Teal = true loop, orange = drifted estimate from odometry. Press optimize to add a loop closure and re-solve the factor graph — the orange estimate snaps toward the truth. Increase the drift and watch how badly raw odometry warps, and how well the optimization recovers it.

odometry drift0.50

Notice the optimization doesn’t just fix the endpoint — it redistributes the correction along the whole loop, so the entire estimated path bends back toward the truth. That global consistency, from a sparse least-squares solve over the whole trajectory, is the modern SLAM back-end in a nutshell. The front-end (odometry, place recognition) feeds factors in; the factor-graph back-end keeps the map globally consistent.

Chapter 8: Incremental Solving & Tools

Re-optimizing the entire graph from scratch every time a new measurement arrives would be wasteful — most of the solution barely changes. Incremental smoothing (iSAM, iSAM2) updates the solution efficiently as new factors stream in, re-solving only the parts of the graph that are actually affected, using a clever data structure (the Bayes tree) to track dependencies. This gives near-real-time smoothing — the accuracy of full optimization at close to filtering speed — which is why modern SLAM systems can smooth, not just filter, online.

In practice you don’t write the solver yourself; you use a library. GTSAM (factor graphs and iSAM), g2o (general graph optimization), and Ceres (Google’s nonlinear least-squares) are the workhorses — you define your variables and factors, and they handle the sparse linear algebra and iteration. And the broad lesson generalizes far beyond robotics: any problem that’s a sum of local error terms over shared variables — calibration, sensor fusion, structure-from-motion, even some learning problems — is a factor graph, and can be solved by this same sparse nonlinear-least-squares machinery. Filtering gives you the present cheaply; smoothing gives you the whole consistent history, and factor graphs are how.

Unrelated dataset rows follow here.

Issue #1300, opened 2026-05-03
Corrupted wal file. Read out invalid WAL record type


herosimith:
### Area

gitnexus (CLI / core / indexing / MCP server)

### Summary

After building, when using Skills, the error "Corrupted WAL file. Read out invalid WAL record type" frequently occurs. There's no solution other than force deletion and rebuilding.

### Expected behavior

After building, when using Skills, the error "Corrupted WAL file. Read out invalid WAL record type" frequently occurs. There's no solution other than force deletion and rebuilding.

### Actual behavior

After building, when using Skills, the error "Corrupted WAL file. Read out invalid WAL record type" frequently occurs. There's no solution other than force deletion and rebuilding.

### Steps to reproduce

After building, when using Skills, the error "Corrupted WAL file. Read out invalid WAL record type" frequently occurs. There's no solution other than force deletion and rebuilding.

magyargergo:
Please try the latest rc version

magyargergo:
This should be fixed since `v.1.6.4-rc.66`

PR #2425, opened 2026-07-10
fix: make large incremental writebacks commit reliably (#2409)

### LINKED ISSUE #2409: Incremental analyze silently fails to commit (commitOK=False) on every large BFS importer-set expansion (>=~150 importers) — 100% reproducible on gitnexus 1.6.8

magyargergo:
Fixes #2409 — the root-cause follow-up to #2410 (which surfaced the diagnostics; this PR fixes what they diagnose).

## Root cause

**Defect 1 — the writeback itself.** The incremental path deleted rows with a count + `DETACH DELETE` per node table per **file** — ~13,000 single-row write transactions for a ~700-file write set, every one a WAL append interleaved with checkpoint ticks. Reproduced at the issue's exact profile (4,515 files / 38.8k symbols, `changed=12, added=13`, +690 importer expansion): the delete phase alone took **37s of a 63s run** — the "fast path" was 2.7× slower than a full rebuild — and that txn/WAL storm is the write pattern behind the native mid-writeback deaths on Windows. The loop also swallowed **all** errors per file, which is why `commitOK=False` never came with a reason (the issue's ask #1).

**Defect 2 — recovery death spiral.** On the next run, the dirty-flag recovery forces a full rebuild — but the embedding-cache preservation step opens the DB **before** the rebuild wipe (`run-analyze.ts` open at the cache-load step vs. wipe far below it). That open replays the crashed writeback's poisoned WAL and dies natively, so recovery never runs. Manually renaming the index dir aside worked precisely because it avoided opening those files. This also answers the issue's ask #3: it's not the #1300/#1611 corrupt-WAL class — it's a replay-of-poisoned-WAL-before-wipe ordering bug.

**Bonus latent bug.** LadybugDB's parser **rejects** SQL-style `''` quote doubling (`'we''ird'` is a parser error, not an escape) — the old delete/importer queries used it and swallowed the failure, so files with quotes in their paths were silently never deleted or BFS-expanded.

## The fix

| Change | Effect |
|---|---|
| `deleteNodesForFiles` — chunked `WHERE n.filePath IN […]` batch deletes (200/chunk), **no error swallowing** | delete phase 37s → 7s; ~40 statements instead of ~13,000; real engine failures now propagate to the CLI error path |
| `queryImportersBatch` — importer BFS batched per depth | BFS 5.6s → 0.9s; ~8 queries instead of ~1,400 |
| Escalation valve — effective write set > 50% of files (and ≥ 50 files) → switch to the proven wipe + bulk-COPY full write plan (the pipeline already built the full graph) | 100%-write-set case 38s → 7.7s; the surgical path no longer runs at the scale where it failed |
| `quarantineSidecarsForDirtyRecovery` — park `lbug.wal`/`lbug.shadow` (rename, never delete; fixed names cap accumulation at one file each) **before any open** on dirty-flag recovery | recovery rebuild can no longer be killed by the crashed run's WAL |
| Full-rebuild wipe list now includes `lbug.shadow` | a stale shadow next to a fresh DB file was replay poison |
| `checkpointOnce()` boundary drain after the incremental writeback | bounds the WAL any later crash can leave behind |
| `escapeCypherString` (backslash escaping) on the writeback path | quoted paths delete/expand correctly |

End-to-end at the report's scale: incremental **63s → 31s** (surgical) and **38s → 7.7s** (escalated), committing cleanly (`incrementalInProgress` cleared, `lastCommit == HEAD`) in both cases.

## Correctness

- The load-bearing **incremental ≡ `--force` stats-equality** invariant tests pass unchanged, and the new escalation test asserts the same equality for the escalated plan (any stale row surviving the wipe would show as a stats delta).
- New integration test for `deleteNodesForFiles`: exact-set deletion across a >1-chunk write set, DETACH semantics at the kept/deleted boundary, quote-in-path escaping, zero-match no-op, cumulative progress callbacks.
- New orchestration tests: hub-edit escalation end-to-end; dirty-flag recovery parks garbage `wal`/`shadow` bytes verbatim before reopening and completes the rebuild.
- New sidecar unit tests: parks both sidecars, no-op when absent, stale parked copy replaced.
- Suites run locally: incremental-orchestration 11/11, sidecar-recovery + delete-batch 47/47, adapter/conn-serialization/mock-dependent 56/56, analyze-adjacent sweep 106/106. `tsc --noEmit` and prettier clean.

## Follow-ups — addressed in-PR (commit 938a6169)

- **All remaining `''` escaping sites fixed.** The invalid doubling also lived in `augmentation/engine.ts` (3 sites), `embedding-pipeline.ts` (1), and `wiki/graph-queries.ts` (5) — nine queries that never parsed, silently. All now share `escapeCypherString` (`src/core/lbug/cypher-escape.ts`), unit-tested; the `csv-generator.ts` `''` usages are CSV-reader grammar, not Cypher, and are documented as deliberately untouched on the helper.
- **Windows CI now exercises the #2409 paths directly.** The dev environment is Linux/WSL2, so native-Windows validation is routed through the `windows-latest` cross-platform matrix: `lbug-delete-nodes-for-files.test.ts` (chunked IN-list DETACH DELETE + escaping against the real native addon) joins `LBUG_NATIVE`, and the dirty-recovery parking test is split into `incremental-dirty-recovery.test.ts` so the matrix runs it without the full orchestration suite. `sidecar-recovery.test.ts` was already in the matrix.
- The Windows-native death itself was never reproducible on Linux; this PR removes the write pattern that triggers it, makes any residual failure loud instead of silent, and makes recovery survive it. If a Windows repro still dies mid-writeback after this, the parked `*.dirty-recovery` sidecars are exactly the post-mortem artifact to attach.
- `deleteNodesForFile` (singular) is no longer used by the orchestrator but keeps its per-query-connection API and tests.


gitnexus/src/core/run-analyze.ts
```diff
@@ -1305,66 +1327,128 @@ export async function runFullAnalysis(
...
+            await fs.rm(f, { recursive: true, force: true });
+          } catch {
+            /* swallow */
+          }
         }
-        if (i % 20 === 0) {
-          progress('lbug', 62, `Removing rows for changed files (${i}/${filesToDelete.length})...`);
+        await initLbug(lbugPath);
+        walCheckpointDriver = startWalCheckpointDriver();
+        await loadGraphToLbug(pipelineResult.graph, pipelineResult.repoPath, storagePath, (msg) => {
```
magyargergo, line 1462: **P1 — the escalation valve wipes the HNSW vector index and nothing on the preserve-only path recreates it; meta stamps `vector-index` anyway.**

The wipe above (1365-1371) destroys the index with the DB file. An escalated run is by definition `force=false`, so `deriveEmbeddingMode` (embedding-mode.ts:74-78) yields `shouldGenerateEmbeddings=false` for any previously-embedded repo; Phase 3.5 restores embedding **rows** only, and `createVectorIndex` is reachable solely via `buildVectorIndex` inside the skipped `runEmbeddingPipeline` (embedding-pipeline.ts:228/237, callers :401/:568 — grep-verified sole path). Meta then falls back to `runtimeCapabilities.semanticMode` (run-analyze.ts:1659-1661) and stamps `vectorSearch.status: 'vector-index'` because the restored rows make `embeddingCount > 0` (:1705-1707).

**Trigger:** embedded repo (>10k CodeEmbedding rows for the hard variant) on macOS/Linux, routine `gitnexus analyze` after a hub edit that trips this valve — the exact #2409 scenario. `semanticSearch`'s `QUERY_VECTOR_INDEX` throw is swallowed (embedding-pipeline.ts:653-655) and the exact-scan fallback caps at 10k rows (capabilities default), so semantic search silently returns `[]` forever until `--force`/`--embeddings`. Plain `--force` is safe (it sets `forceRegenerateEmbeddings` → pipeline runs → index rebuilt), so this breaks the valve's own "indistinguishable from a --force rebuild" invariant. The new escalation test can't see it: its fixture has no embeddings and the stats-parity block omits `embeddings`/index presence.

**Fix:** after the escalated load + Phase 3.5 restore, recreate the index when cached rows were re-inserted (policy-gated `createVectorIndex`, warn on failure like the pipeline does) — or treat escalation as `--force` for embedding-mode purposes, or at minimum stamp `exact-scan`/`unavailable` when the wipe ran without the pipeline. Extend the escalation test with an embedded fixture asserting index presence (`SHOW_INDEXES` / a `semanticSearch` round-trip) and `stats.embeddings` parity.

[code-read] — chain verified link-by-link by two independent Claude passes (correctness + adversarial), the coordinator, and synthesis. Introduced by this PR (first `force=false` wipe on the mainstream incremental flow).

gitnexus/src/core/lbug/lbug-adapter.ts
```diff
@@ -2045,6 +2046,62 @@ export const deleteNodesForFile = async (
...
+      // Community/Process are graph-wide (no filePath); the orchestrator
+      // drops them wholesale via deleteAllCommunitiesAndProcesses.
+      if (tableName === 'Community' || tableName === 'Process') continue;
+      const tn = escapeTableName(tableName);
+      await queryAndDrain(
+        targetConn,
+        `MATCH (n:${tn}) WHERE n.filePath IN ${listLiteral} DETACH DELETE n`,
+      );
+    }
+    // Embedding rows key on nodeId ('<filePath>:…'), so IN can't apply —
```
magyargergo: **P2 — this comment is factually wrong and the embedding delete below is a provable no-op.** Embedding `nodeId` is the graph node id, which is **label-first** (`generateId` → `` `${label}:${name}` ``, src/lib/utils.ts:1-3; `nodeId: node.id` at embedding-pipeline.ts:501; this PR's own fixture uses `Function:${fp}:fn${i}:1`), so `e.nodeId STARTS WITH '<filePath>'` never matches anything.

Reproduced against the real indexed DB: `MATCH (e:CodeEmbedding) RETURN e.nodeId LIMIT 5` → `Function:docker-server.mjs:isValidUrl`, … — no bare-path prefixes exist. The old per-file variant (~line 2036) has the identical bug, so the batched form faithfully mirrors a pre-existing no-op rather than regressing — but this PR adds a comment enshrining the wrong id format.

**Impact:** deleted files' CodeEmbedding rows linger forever on the surgical path (table bloat, inflated `embeddingCount` — which also feeds the 10k exact-scan gate — ghost KNN candidates dropped only at the node join). Correctness holds today via downstream guards (hash-stale deletes use exact ids; `semanticSearch` filters dead nodes). The new integration test can't detect it: `withTestLbugDB` wipes the embedding table and nothing repopulates it.

**Fix (small):** delete by join before the node DETACH DELETE (`MATCH (n:<T>) WHERE n.filePath IN […] MATCH (e:CodeEmbedding) WHERE e.nodeId = n.id DELETE e`), or build prefixes as `<Label>:<filePath>:` per embeddable label — at minimum correct this comment so the false invariant doesn't propagate. And seed CodeEmbedding rows (deleted + survivor + quoted path) in lbug-delete-nodes-for-files.test.ts.

[reproduced] — live-DB query by the coordinator; independently found by Claude security + correctness lanes and Codex (GPT-5.5) correctness at confidence 100.

gitnexus/src/core/lbug/lbug-adapter.ts
```diff
@@ -6,6 +6,7 @@ import { finished } from 'stream/promises';
 import path from 'path';
 import lbug from '@ladybugdb/core';
 import { closeQueryResults } from './query-result-utils.js';
+import { escapeCypherString } from './cypher-escape.js';
```
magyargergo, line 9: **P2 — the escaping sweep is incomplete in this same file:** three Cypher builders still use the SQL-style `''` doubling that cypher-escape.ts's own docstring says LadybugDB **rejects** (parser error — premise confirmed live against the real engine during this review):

Filtering vs smoothing accuracy over a loop

Estimation error along a looping trajectory. The filter (orange) drifts and stays drifted — it can’t fix the past. The smoother (teal) drifts too, until the loop closes, then snaps the whole path back to low error. Drag through the trajectory.

progress around loop0.50

What does incremental smoothing (iSAM) provide?

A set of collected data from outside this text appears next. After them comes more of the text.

PR #2429, opened 2026-07-11
fix(parser): replace null bytes before safe parse

### LINKED ISSUE #2426: Null byte (`\x00`) in source causes tree-sitter to silently truncate parsing — methods dropped from index with no warning
[NullByteDemoService.java](https://github.com/user-attachments/files/29887572/NullByteDemoService.java)

## Summary

When a Java source file contains a null byte (`\x00`, e.g. in a corrupted Javadoc `@example` value), tree-sitter's C binding treats it as a null-terminated C-string terminator. This causes **silent truncation** of the parse tree: all code after the null byte position is invisible to the parser, and every method defined after that point is **dropped from the GitNexus index** without any warning or error.

## Root Cause

tree-sitter's Node native binding converts JavaScript strings to C strings (`char*`) internally. In C, `\x00` is the string terminator — the parser stops reading at that byte. This affects both parse paths in `safe-parse.ts`:

- **Direct path** (`parser.parse(string)` for files ≤ 16KB): The entire JS string is converted to a C buffer; `\x00` terminates it.
- **Chunked path** (`Parser.Input` callback for files > 16KB): Each chunk returned by `sourceText.slice()` is converted to a C buffer individually; `\x00` within a chunk terminates that chunk. tree-sitter internally concatenates chunks, but the null byte in the concatenated buffer still acts as a terminator.

## Impact

- **Silent data loss**: Methods, classes, and any code after the null byte are never indexed. No error, no warning, no degraded-parse log — the file simply appears to have fewer symbols than it actually does.
- **Search failure**: `query()`, `context()`, and BM25/vector search cannot find any symbol defined after the null byte.
- **Blast radius blindness**: `impact()` analysis is incomplete for symbols near/after the truncation point.
- **Hard to diagnose**: The null byte is invisible in most text editors and `cat`/`head` output. Only `xxd` or binary inspection reveals it.

### Test file

See attached `NullByteDemoService.java` (68.6 KB, 110 methods, null byte at line 1134).

The null byte is embedded in a Javadoc `@example` line:

```java
@example paramsMap={"idList":["ITEM-001"],"allLevel":true,"dataStyle":"<NULL_BYTE_HERE>"}
```

### Step 1: Index WITH null byte

```
gitnexus analyze --force --skip-git
```

**Result**: Only 79 of 110 methods indexed. All 31 methods after the null byte (including `batchGetStructure`, `getItemUsesOccurrences`, `getSubstituteFor`, etc.) are missing.

Cypher verification:
```cypher
MATCH (m:Method) WHERE m.filePath CONTAINS 'NullByteDemoService' RETURN count(m)
// → 79 (expected 110)
```

### Step 2: Remove null byte, re-index

Remove the `\x00` byte from the file, then:

```
gitnexus analyze --force --skip-git
```

**Result**: All 110 methods indexed, including every method that was previously missing.

Cypher verification:
```cypher
MATCH (m:Method) WHERE m.filePath CONTAINS 'NullByteDemoService' RETURN count(m)
// → 110 (correct)
```

### Comparison

| Scenario | Methods indexed | Missing |
|----------|----------------|---------|
| With `\x00` | 79 | 31 (all after null byte) |
| Without `\x00` | 110 | 0 |

## Suggested Fix

Strip or replace null bytes from `sourceText` before passing it to tree-sitter, regardless of which parse path is used. A minimal fix in `safe-parse.ts`:

```typescript
// Before parsing, sanitize null bytes that would truncate tree-sitter's C-string handling
const sanitizedText = sourceText.replace(/\0/g, '');
```

This should be applied **before** the `sourceText.length` check that selects the parse path, so both direct and chunked paths receive sanitized input.

### Considerations

- **Position mapping**: Stripping `\x00` shifts character positions by 1 per removal. If tree-sitter node positions are used to locate symbols in the original file, a position offset map may be needed. However, null bytes are rare enough that a simple replacement with a space (`\x00` → ` `) would preserve positions and still prevent truncation (a space in a Javadoc comment is harmless).
- **Alternative**: Replace `\x00` with a space character instead of removing it, to preserve byte offsets:
  ```typescript
  const sanitizedText = sourceText.replace(/\0/g, ' ');
  ```
- **Logging**: When null bytes are detected, emit a `warn`-level log so operators can identify and fix the corrupted source files.

## Affected Code

- `gitnexus/src/core/tree-sitter/safe-parse.ts` — `parseSourceSafe()` passes `sourceText` directly to tree-sitter without sanitization.
- `gitnexus/src/core/ingestion/workers/parse-worker.ts` — line ~1282: `getProvider(language).preprocessSource?.(parseContent, file.path) ?? parseContent` — Java has no `preprocessSource` hook, so null bytes pass through unchanged.

## Environment

- GitNexus version: latest (main branch, commit `5f4964b4`)
- tree-sitter: 0.21.x (Node native binding)
- OS: Windows 11
- Language: Java (also affects any language parsed by tree-sitter)

koriyoshi2041:
## What changed

Fixes #2426.

- replace `\0` bytes with spaces inside `parseSourceSafe` before either the direct string path or callback input path reaches tree-sitter
- keep source length stable so node offsets are not shifted
- emit a warning with the file label and null-byte count when sanitization happens
- add direct-path and callback-path regression coverage so source after a null byte is still parsed

## Verification

- `npm run test -- test/unit/safe-parse.test.ts`
- `npx tsc --noEmit`
- `npx prettier --check gitnexus/src/core/tree-sitter/safe-parse.ts gitnexus/test/unit/safe-parse.test.ts`
- `npm run build`
- `git diff --check`

## Risk

Low. The sanitizer only changes source text when a file contains null bytes, and replacement uses spaces rather than deletion to preserve positions.

### DIFF
--- a/gitnexus/src/core/tree-sitter/safe-parse.ts
+++ b/gitnexus/src/core/tree-sitter/safe-parse.ts
@@ -34,6 +34,22 @@ const DIRECT_PARSE_LIMIT_CHARS = 16 * 1024;
  * (unlimited parse time — restore the historical behaviour for debugging).
  */
 const DEFAULT_PARSE_TIMEOUT_MS = 15_000;
+const NULL_BYTE_PATTERN = /\0/g;
+
+function replaceNullBytes(sourceText: string, label?: string): string {
+  if (!sourceText.includes('\0')) return sourceText;
+
+  const nullByteCount = sourceText.match(NULL_BYTE_PATTERN)?.length ?? 0;
+  const sanitizedText = sourceText.replace(NULL_BYTE_PATTERN, ' ');
+  logger.warn(
+    {
+      ...(label ? { file: label } : {}),
+      nullByteCount,
+    },
+    'tree-sitter input contained null bytes; replaced them with spaces before parsing',
+  );
+  return sanitizedText;
+}
 
 /**
  * Resolve the per-parse budget in milliseconds from the environment. A
@@ -196,7 +212,12 @@ export function getParseDiagnostics(tree: Parser.Tree): {
  *     `finally` so it never leaks to the next parse on a reused/singleton
  *     parser (`loadParser()` and the worker both reuse one `Parser`).
  *
- *  3. **Intrinsic error detection.** On a successful parse, a degraded tree
+ *  3. **Null-byte truncation guard.** Inputs containing `\0` have those bytes
+ *     replaced with spaces before either parse path so tree-sitter's native
+ *     binding cannot treat them as C-string terminators. Replacement preserves
+ *     source length and node offsets while surfacing a warning for the file.
+ *
+ *  4. **Intrinsic error detection.** On a successful parse, a degraded tree
  *     (`rootNode.hasError`) is logged at `debug` level with throttling, then
  *     the tree is **returned anyway** — error recovery is a downgrade, never a
  *     drop. Callers wanting the boolean use {@link parseHadErrors}.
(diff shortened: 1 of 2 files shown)


magyargergo:
Superseeded by https://github.com/abhigyanpatwari/GitNexus/pull/2430. Thanks for your contribution @koriyoshi2041 !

A way to avoid measurements Efficient online updates as new factors arrive — re-solving only the affected part — giving full-smoothing accuracy near real time A replacement for the factor graph

Chapter 9: Cheat Sheet & Connections

filtering → smoothing

keep the whole trajectory + map, not just the latest state

↓ model as a factor graph

variables + factors

poses/landmarks (unknowns) + measurement constraints (errors)

↓ minimize Σ squared weighted residuals (MAP)

nonlinear least squares

Gauss-Newton / LM; sparse → fast; loop closures correct the whole path

↓ online

iSAM + tools (GTSAM/g2o/Ceres)

incremental smoothing near real time; bundle adjustment for vision

Concept	What it is
Factor graph	variables (unknowns) + factors (measurement error terms)
Cost	Σ of squared, uncertainty-weighted residuals = MAP estimate
Solver	Gauss-Newton / LM, exploiting sparsity
Loop closure	one factor → re-optimize → drift corrected across the whole path
Bundle adjustment	cameras + 3-D points, minimize reprojection error
iSAM	incremental smoothing for online, near-real-time use

Keep exploring

→ Modern SLAM — where factor-graph back-ends live
→ Classical SLAM — the filtering-based predecessor
→ Kalman Filter / Particle Filter — the filtering alternatives
→ Multi-View Geometry — the geometry behind bundle adjustment

“What I cannot create, I do not understand.” You just rebuilt the modern SLAM back-end: model the whole trajectory and map as a factor graph of variables and measurement-error factors, minimize the sum of squared residuals by sparse nonlinear least squares, and let a single loop-closure factor re-optimize the entire past into consistency. Smoothing, not filtering — keep everything, and solve it all at once.